> What you need to do
For the records below, tally every line that has the word "true" and reply with the number alone.

> Provided records
PR #7357, opened 2017-01-26
[OrderSequence] Resolve race conditions on an order number generation

GSadee:
| Q               | A
| --------------- | ---
| Bug fix?        | yes |
| New feature?    | no |
| BC breaks?      | yes |
| Related tickets |  |
| License         | MIT |

### DIFF
--- a/src/Sylius/Bundle/CoreBundle/Controller/OrderController.php
+++ b/src/Sylius/Bundle/CoreBundle/Controller/OrderController.php
@@ -57,7 +57,7 @@ class OrderController extends BaseOrderController
 
                 $this->manager->flush();
             } catch (OptimisticLockException $exception) {
-                $this->addFlash('error', 'sylius.checkout.complete_exception');
+                $this->addFlash('error', 'sylius.checkout.complete_error');
 
                 return $this->redirectHandler->redirectToRoute($configuration, 'sylius_shop_homepage');
             }
--- a/src/Sylius/Bundle/CoreBundle/Controller/OrderController.php
+++ b/src/Sylius/Bundle/CoreBundle/Controller/OrderController.php
@@ -59,7 +59,7 @@ class OrderController extends BaseOrderController
             } catch (OptimisticLockException $exception) {
                 $this->addFlash('error', 'sylius.checkout.complete_error');
 
-                return $this->redirectHandler->redirectToRoute($configuration, 'sylius_shop_homepage');
+                return $this->redirectHandler->redirectToRoute($configuration, 'sylius_shop_checkout_complete');
             }
 
             $this->eventDispatcher->dispatchPostEvent(ResourceActions::UPDATE, $configuration, $order);
--- a/src/Sylius/Bundle/CoreBundle/Controller/OrderController.php
+++ b/src/Sylius/Bundle/CoreBundle/Controller/OrderController.php
@@ -14,6 +14,7 @@ namespace Sylius\Bundle\CoreBundle\Controller;
 use Doctrine\ORM\OptimisticLockException;
 use FOS\RestBundle\View\View;
 use Sylius\Bundle\OrderBundle\Controller\OrderController as BaseOrderController;
+use Sylius\Bundle\ResourceBundle\Event\ResourceControllerEvent;
 use Sylius\Component\Resource\ResourceActions;
 use Symfony\Component\HttpFoundation\Request;
 use Symfony\Component\HttpFoundation\Response;
@@ -39,6 +40,7 @@ class OrderController extends BaseOrderController
         if (in_array($request->getMethod(), ['POST', 'PUT', 'PATCH'], true) && $form->handleRequest($request)->isValid()) {
             $order = $form->getData();
 
+            /** @var ResourceControllerEvent $event */
             $event = $this->eventDispatcher->dispatchPreEvent(ResourceActions::UPDATE, $configuration, $order);
 
             if ($event->isStopped() && !$configuration->isHtmlRequest()) {
@@ -46,6 +48,10 @@ class OrderController extends BaseOrderController
             }
             if ($event->isStopped()) {
                 $this->flashHelper->addFlashFromEvent($configuration, $event);
+
+                if ($event->hasResponse()) {
+                    return $event->getResponse();
+                }
 
                 return $this->redirectHandler->redirectToResource($configuration, $order);
             }
--- a/src/Sylius/Bundle/CoreBundle/Controller/OrderController.php
+++ b/src/Sylius/Bundle/CoreBundle/Controller/OrderController.php
@@ -11,14 +11,85 @@
 
 namespace Sylius\Bundle\CoreBundle\Controller;
 
+use Doctrine\ORM\OptimisticLockException;
 use FOS\RestBundle\View\View;
 use Sylius\Bundle\OrderBundle\Controller\OrderController as BaseOrderController;
+use Sylius\Component\Resource\ResourceActions;
 use Symfony\Component\HttpFoundation\Request;
 use Symfony\Component\HttpFoundation\Response;
+use Symfony\Component\HttpKernel\Exception\HttpException;
 use Webmozart\Assert\Assert;
 
 class OrderController extends BaseOrderController
 {
+    /**
+     * @param Request $request
+     *
+     * @return Response
+     */
+    public function completeAction(Request $request)
+    {
+        $configuration = $this->requestConfigurationFactory->create($this->metadata, $request);
+
+        $this->isGrantedOr403($configuration, ResourceActions::UPDATE);
+        $order = $this->findOr404($configuration);
+
+        $form = $this->resourceFormFactory->create($configuration, $order);
+
+        if (in_array($request->getMethod(), ['POST', 'PUT', 'PATCH'], true) && $form->handleRequest($request)->isValid()) {
+            $order = $form->getData();
+
+            $event = $this->eventDispatcher->dispatchPreEvent(ResourceActions::UPDATE, $configuration, $order);
+
+            if ($event->isStopped() && !$configuration->isHtmlRequest()) {
+                throw new HttpException($event->getErrorCode(), $event->getMessage());
+            }
+            if ($event->isStopped()) {
+                $this->flashHelper->addFlashFromEvent($configuration, $event);
+
+                return $this->redirectHandler->redirectToResource($configuration, $order);
+            }
+
+            try {
+                if ($configuration->hasStateMachine()) {
+                    $this->stateMachine->apply($configuration, $order);
+                }
+
+                $this->manager->flush();
+            } catch (OptimisticLockException $exception) {
+                $this->addFlash('error', 'sylius.checkout.complete_exception');
+
+                return $this->redirectHandler->redirectToRoute($configuration, 'sylius_shop_homepage');
+            }
+
+            $this->eventDispatcher->dispatchPostEvent(ResourceActions::UPDATE, $configuration, $order);
+
+            if (!$configuration->isHtmlRequest()) {
+                return $this->viewHandler->handle($configuration, View::create(null, Response::HTTP_NO_CONTENT));
+            }
+
+            $this->flashHelper->addSuccessFlash($configuration, ResourceActions::UPDATE, $order);
+
+            return $this->redirectHandler->redirectToResource($configuration, $order);
+        }
+
+        if (!$configuration->isHtmlRequest()) {
+            return $this->viewHandler->handle($configuration, View::create($form, Response::HTTP_BAD_REQUEST));
+        }
+
+        $view = View::create()
+            ->setData([
+                'configuration' => $configuration,
+                'metadata' => $this->metadata,
+                'order' => $order,
+                'form' => $form->createView(),
+            ])
+            ->setTemplate($configuration->getTemplate(ResourceActions::UPDATE . '.html'))
+        ;
+
+        return $this->viewHandler->handle($configuration, $view);
+    }
+
     /**
      * @param Request $request
      *
--- a/src/Sylius/Bundle/CoreBundle/Order/NumberGenerator/SequentialOrderNumberGenerator.php
+++ b/src/Sylius/Bundle/CoreBundle/Order/NumberGenerator/SequentialOrderNumberGenerator.php
@@ -1,0 +1,117 @@
+<?php
+
+/*
+ * This file is a part of the Sylius package.
+ *
+ * (c) Paweł Jędrzejewski
+ *
+ * For the full copyright and license information, please view the LICENSE
+ * file that was distributed with this source code.
+ */
+
+namespace Sylius\Bundle\CoreBundle\Order\NumberGenerator;
+
+use Doctrine\DBAL\LockMode;
+use Doctrine\ORM\EntityManagerInterface;
+use Sylius\Bundle\OrderBundle\NumberGenerator\OrderNumberGeneratorInterface;
+use Sylius\Component\Order\Model\OrderInterface;
+use Sylius\Component\Order\Model\OrderSequenceInterface;
+use Sylius\Component\Resource\Factory\FactoryInterface;
+use Sylius\Component\Resource\Repository\RepositoryInterface;
+
+/**
+ * @author Grzegorz Sadowski <grzegorz.sadowski@lakion.com>
+ */
+final class SequentialOrderNumberGenerator implements OrderNumberGeneratorInterface
+{
+    /**
+     * @var RepositoryInterface
+     */
+    private $sequenceRepository;
+
+    /**
+     * @var FactoryInterface
+     */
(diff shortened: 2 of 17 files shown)


src/Sylius/Bundle/OrderBundle/Controller/OrderController.php
```diff
@@ -183,6 +180,73 @@ public function clearAction(Request $request)
...
+                $this->flashHelper->addFlashFromEvent($configuration, $event);
+
+                return $this->redirectHandler->redirectToResource($configuration, $resource);
+            }
+
+            if ($configuration->hasStateMachine()) {
+                $this->stateMachine->apply($configuration, $resource);
+            }
+
+            if (!$this->manager->isOpen()) {
```
pjedrzejewski: Have you considered incorporating this behavior to updateAction itself?

src/Sylius/Bundle/OrderBundle/NumberGenerator/SequentialOrderNumberGenerator.php
```diff
@@ -92,11 +123,23 @@ private function getSequence()
...
+        $sequence = $this->sequenceFactory->createNew();
+        $this->sequenceManager->persist($sequence);
+
         return $sequence;
     }
+
+    private function openSequenceManagerIfClosed()
+    {
+        if (!$this->sequenceManager->isOpen()) {
+            $this->sequenceManager = EntityManager::create(
```
pjedrzejewski: This smells a bit... we are creating new entity manager here, not really opening the existing one.

src/Sylius/Component/Order/Model/OrderSequence.php
```diff
@@ -24,6 +24,11 @@ class OrderSequence implements OrderSequenceInterface
     /**
      * @var int
      */
+    protected $version = 1;
```
pjedrzejewski: Trait? Just like we do for other types of "behaviours".

src/Sylius/Bundle/OrderBundle/Controller/OrderController.php
GSadee: Of course, but I wasn't sure that we want to have this in resource, however.. in normal situation, when doctrine doesn't throw an exception, the entity manager is open, so nothing would be changed.

src/Sylius/Bundle/OrderBundle/NumberGenerator/SequentialOrderNumberGenerator.php
GSadee: Yup, but doctrine doesn't give us possibility to reopen entity manager, we can only creating a new one, which is a solution recommended by doctrine documentation. Even `resetManager()` method on doctrine `Registry` creates a new manager. 
I will change the method name.

src/Sylius/Component/Order/Model/OrderSequence.php
GSadee: I wanted to avoid the trait 😄  We don't have traits for e.g. `SlugAwareInterface` or `CodeAwareInterface` so I thought that we did't want to create another traits. What do you think @pjedrzejewski ?

src/Sylius/Bundle/OrderBundle/Controller/OrderController.php
GSadee: Another reason why I put this here is that it combines `ResourceBundle` with `ORM`, so I am not sure that I could do that in `ResourceBundle`

src/Sylius/Bundle/OrderBundle/NumberGenerator/SequentialOrderNumberGenerator.php
```diff
@@ -64,11 +76,30 @@ public function __construct(
...
-        $sequence = $this->getSequence();
-        
-        $number = $this->generateNumber($sequence->getIndex());
-        $sequence->incrementIndex();
-        
+        $number = null;
+        $counter = 0;
+        $done = false;
+        while (!$done) {
+            if (++$counter > 100) {
```
Arminek: Why do you need this `$counter` i don't get it. I suppose that is some kind of mechanism to break the loop but still i don't get it. It looks like `sleep`. Maybe something like this will be more readable:
```php
$counter = 0;
$done = false;
do {
stuff....

} while (!$done || ++$counter < 100);
```

src/Sylius/Bundle/OrderBundle/Controller/OrderController.php
```diff
@@ -183,6 +180,73 @@ public function clearAction(Request $request)
...
+                throw new HttpException($event->getErrorCode(), $event->getMessage());
+            }
+            if ($event->isStopped()) {
+                $this->flashHelper->addFlashFromEvent($configuration, $event);
+
+                return $this->redirectHandler->redirectToResource($configuration, $resource);
+            }
+
+            if ($configuration->hasStateMachine()) {
+                $this->stateMachine->apply($configuration, $resource);
```
michalmarcinkowski: @Arminek is right, we should remove whole unused logic.

src/Sylius/Bundle/OrderBundle/NumberGenerator/SequentialOrderNumberGenerator.php
```diff
@@ -64,11 +76,30 @@ public function __construct(
...
     {
-        $sequence = $this->getSequence();
-        
-        $number = $this->generateNumber($sequence->getIndex());
-        $sequence->incrementIndex();
-        
+        $number = null;
+        $counter = 0;
+        $done = false;
+        while (!$done) {
```
lchrusciel: We should extract it to separate method. And than:
```php
        for ($i = 0; $i < 100; $i++) {
//            Your stuff 
//            If succeed, early return
        }

        return 0;
```
No extra variable needed. (despite `$i`)

src/Sylius/Bundle/OrderBundle/NumberGenerator/SequentialOrderNumberGenerator.php
```diff
@@ -64,11 +76,30 @@ public function __construct(
...
+                $sequence->incrementIndex();
+
+                $this->sequenceManager->flush();
+                $done = true;
+            } catch (OptimisticLockException $exception) {
+                $this->resetSequenceManagerIfClosed();
+            }
+        }
+
         return $number;
```
lchrusciel: Should we really return a null value if number could not be generated? Maybe an appropriate will be a wise decision?

src/Sylius/Bundle/OrderBundle/NumberGenerator/SequentialOrderNumberGenerator.php
lchrusciel: Maybe we should pass 100 as a argument to constructor? Or add a constant for that?

src/Sylius/Bundle/OrderBundle/NumberGenerator/SequentialOrderNumberGenerator.php
michalmarcinkowski: We should not allow to place order without number, we probably need to throw an exception here.

makasim:
[SequentialOrderNumberGenerator.php](https://github.com/GSadee/Sylius/blob/c870a8e07585a892527efa3569f6ff0c314dbe43/src/Sylius/Bundle/OrderBundle/NumberGenerator/SequentialOrderNumberGenerator.php) looks a bit over complicated. Extra manager, reseting, locking  and so on. 

Consider doing something like this https://gist.github.com/makasim/846f1820d3b1154c71a58eddb8f3402b

Take the idea and adopt for your needs

src/Sylius/Bundle/OrderBundle/Controller/OrderController.php
```diff
@@ -183,6 +180,73 @@ public function clearAction(Request $request)
     }
 
     /**
+     * @param Request $request
+     *
+     * @return Response
+     */
+    public function completeAction(Request $request)
```
GSadee: IMO.. not, because this method is for an order entity and I do not think that there is a need to create another controller only for one method. What is more, we have in this controller also methods for an order in state cart, so if we want to extract methods, we could also create `CartController`, but I guess that we do not want that.

src/Sylius/Bundle/OrderBundle/Controller/OrderController.php
GSadee: Of course, I could do that, but if we leave that as it is now, we could define e.q. state machine or redirect in the same way as in another checkout steps. I am afraid that customizing this method and changing routing could become unclear.

src/Sylius/Bundle/OrderBundle/Controller/OrderController.php
```diff
@@ -183,6 +180,80 @@ public function clearAction(Request $request)
...
+                    throw new HttpException($event->getErrorCode(), $event->getMessage());
+                }
+                if ($event->isStopped()) {
+                    $this->flashHelper->addFlashFromEvent($configuration, $event);
+
+                    return $this->redirectHandler->redirectToResource($configuration, $resource);
+                }
+
+                if ($configuration->hasStateMachine()) {
+                    $this->stateMachine->apply($configuration, $resource);
```
lchrusciel: Didn't we want to hardcode the transition here?

GSadee: Ou, my comment was hidden after last changes. 
So, of course, I could do that, but if we leave that as it is now, we could define e.q. state machine or redirect in the same way as in another checkout steps. I am afraid that customizing this method (hardcoding transition and route) and changing routing could become unclear.

src/Sylius/Bundle/CoreBundle/Controller/OrderController.php
```diff
@@ -24,6 +28,76 @@ class OrderController extends BaseOrderController
...
+                $this->manager->flush();
+            } catch (OptimisticLockException $exception) {
+                $this->addFlash('error', 'sylius.checkout.complete_error');
+
+                return $this->redirectHandler->redirectToRoute($configuration, 'sylius_shop_homepage');
+            }
+
+            $this->eventDispatcher->dispatchPostEvent(ResourceActions::UPDATE, $configuration, $order);
+
+            $this->getOrderEmailManager()->sendConfirmationEmail($order);
```
michalmarcinkowski: I would remove it and relay on state machine call as it was previously. We would only need to clear the email queue when `OptimisticLockException` thrown.

src/Sylius/Bundle/CoreBundle/Order/NumberGenerator/SequentialOrderNumberGenerator.php
```diff
@@ -0,0 +1,117 @@
...
+use Sylius\Bundle\OrderBundle\NumberGenerator\OrderNumberGeneratorInterface;
+use Sylius\Component\Order\Model\OrderInterface;
+use Sylius\Component\Order\Model\OrderSequenceInterface;
+use Sylius\Component\Resource\Factory\FactoryInterface;
+use Sylius\Component\Resource\Repository\RepositoryInterface;
+
+/**
+ * @author Grzegorz Sadowski <grzegorz.sadowski@lakion.com>
+ */
+final class SequentialOrderNumberGenerator implements OrderNumberGeneratorInterface
```
michalmarcinkowski: Why creating new class in `Core`? I think we should modify the class in `OrderBundle`

src/Sylius/Bundle/CoreBundle/Controller/OrderController.php
```diff
@@ -24,6 +28,76 @@ class OrderController extends BaseOrderController
...
+            try {
+                if ($configuration->hasStateMachine()) {
+                    $this->stateMachine->apply($configuration, $order);
+                }
+
+                $this->manager->flush();
+            } catch (OptimisticLockException $exception) {
+                $this->addFlash('error', 'sylius.checkout.complete_error');
+
+                return $this->redirectHandler->redirectToRoute($configuration, 'sylius_shop_homepage');
```
michalmarcinkowski: Redirect to `checkout_summary` route instead of homepage.

src/Sylius/Bundle/CoreBundle/Controller/OrderController.php
GSadee: I was looking for this and also checked when emails are sent, but there are sent immediately after call `send` method, so I couldn't clear the email queue. 
In our test environment we are using this approach: http://symfony.com/doc/current/email/spool.html
but in prod env it doesn't make sense.

src/Sylius/Bundle/CoreBundle/Order/NumberGenerator/SequentialOrderNumberGenerator.php
GSadee: Because `OrderSequence` has a variable `version` in Core, so I shouldn't locking this entity in OrderBundle

GSadee: The whole logic of optimistic locking is in `Core`

pjedrzejewski: It should be in OrderBundle and Order component, why not? Everyone using the bundle will have the issue, not only core users.

GSadee: Yesterday I asked about that @michalmarcinkowski and I moved this logic to `Core`
Now, I'm a bit confused... 😞

pjedrzejewski: @GSadee @michalmarcinkowski What was the reason?

GSadee: Coupling with ORM? I guess that better in `Core` that in bundles. 
And fact, that in #7425 I could handle versioned `ProductVariant` only in `Core`.

pjedrzejewski: 👍

src/Sylius/Bundle/CoreBundle/Controller/OrderController.php
michalmarcinkowski: I know it is tempting to do it here, but then someone will need to override the controller action if he just want to disable it...

The emails should not be sent before flush, so I'm wondering if using state machine callbacks to send them is a good idea... I know it's convenient but perhaps we should use listeners on `post_action` for that and apply it for all emails, @pjedrzejewski?

pjedrzejewski: Moving them to listeners brings us the problem that they won't be sent out in programmatic checkout and you will have to remember to hook in the listener for new events. Using Spool in production **does make sense**, because you return the response to the user without the email transport communication delay. On the other hand, we will need to clear the spool if something goes wrong, which is extra logic... I'd say let's give it a try though, because that would be best solution.

michalmarcinkowski: With emails on state machine callbacks I see the following issues:
1. We can't be sure some will not configure the environment to not use Spool and it shouldn't be a requirement for using Sylius
2. State machine calls are made before flush, so every single operation that uses state machine will have to have additional logic for handling errors. There are many exceptions that can occur on `flush` (not only locking), then we check for them and clear the spool in every place that uses state machine...
3. Notifying external system/user should be done only after the state of the application actually changed, so it's natural that it should happen always after the changes are saved in the system, so after the `flush`

I would say we should move it to listeners.

michalmarcinkowski:
@GSadee rebase required.

GSadee:
Done 👍

michalmarcinkowski:
Good job Grzesiu! 👍

pjedrzejewski:
1. I think that overriding entire controller action to add this try catch block is bad idea and I raised my concerns before. Couldn't we encapsulate this logic to (yes, yet another) collaborator in resource controller? Especially that in #7425 we override more actions, which is unacceptable. Eventually, any resource may need db locking.

2. This change affects architecture and introduces a new concept, I'd like to have the final review on such changes before they are merged @michalmarcinkowski. Especially we have been discussing this issue and last update was that you guys will experiment with the solution a bit more.

michalmarcinkowski:
@pjedrzejewski this change just overrides a single controller action and doesn't affect architecture. Almost nothing changed after your last review and during our last conversation I had a feeling that we agreed on not introducing yet another collaborator to resource controller, so there is no simpler way to do it that it's done in this PR.

I haven't seen #7425 before, but the solution to override all these actions is unacceptable, so perhaps we can think of some more generic solution. This is just a single use case and I believe we should have at least 2 use cases to implement a generic solution, so it's better to iterate on that in another PR (#7425).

> Answer for the task
3